* _SUPPLIED ENTRIES_
┌──
PR #243, opened 2026-02-28
Add uv.lock, for reproducibility and packaging with uv2nix

seirl:
This is important for this specific project because it uses vendoring and forks. As soon as the forks are merged into the main packages, this could potentially be removed. In the meantime, if we want to package this software for NixOS, we can't use the existing packages, so we need to maintain an up-to-date uv.lock with the pinned dependencies.


vroonhof:
Is there a good way to keep this up to date while not mandating the use of uv to iterate or maintain this?

vroonhof:
e.g. what if pyproject and uv.lock get out of sync and/or I rev vroonhof/ibflex?

seirl:
There seems to be a GitHub action for this: https://github.com/hbelmiro/uv-lock-check

Should I add it?

seirl:
@vroonhof OK, I added it to the workflow. If you forget to add a dependency, it gives you this error in the CI now:

image

vroonhof:
would this work if we provided pylock.toml instead. 

(sorry for being so petty, but one of the environments where I develop (used to) make it hard to install UV (because it is not pure python). this has since been fixed [ and things like github code spaces exist] but it would still be nice to not make it hard requirement.

seirl:
It looks like there's no easy way to package a pylock.toml to a Nix environment as far as I can see.
(Another option would be to wait until your forks & PRs are merged in the mainline projects, and this would also allow us to put it directly in nixpkgs, but this is obviously less easy to get done.)

vroonhof:
PR418 will finally commit to locking with uv.lock. Thanks for starting this.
└──
Repeat each record verbatim.

* _SOLUTION_
PR #243, opened 2026-02-28
Add uv.lock, for reproducibility and packaging with uv2nix

seirl:
This is important for this specific project because it uses vendoring and forks. As soon as the forks are merged into the main packages, this could potentially be removed. In the meantime, if we want to package this software for NixOS, we can't use the existing packages, so we need to maintain an up-to-date uv.lock with the pinned dependencies.


vroonhof:
Is there a good way to keep this up to date while not mandating the use of uv to iterate or maintain this?

vroonhof:
e.g. what if pyproject and uv.lock get out of sync and/or I rev vroonhof/ibflex?

seirl:
There seems to be a GitHub action for this: https://github.com/hbelmiro/uv-lock-check

Should I add it?

seirl:
@vroonhof OK, I added it to the workflow. If you forget to add a dependency, it gives you this error in the CI now:

image

vroonhof:
would this work if we provided pylock.toml instead. 

(sorry for being so petty, but one of the environments where I develop (used to) make it hard to install UV (because it is not pure python). this has since been fixed [ and things like github code spaces exist] but it would still be nice to not make it hard requirement.

seirl:
It looks like there's no easy way to package a pylock.toml to a Nix environment as far as I can see.
(Another option would be to wait until your forks & PRs are merged in the mainline projects, and this would also allow us to put it directly in nixpkgs, but this is obviously less easy to get done.)

vroonhof:
PR418 will finally commit to locking with uv.lock. Thanks for starting this.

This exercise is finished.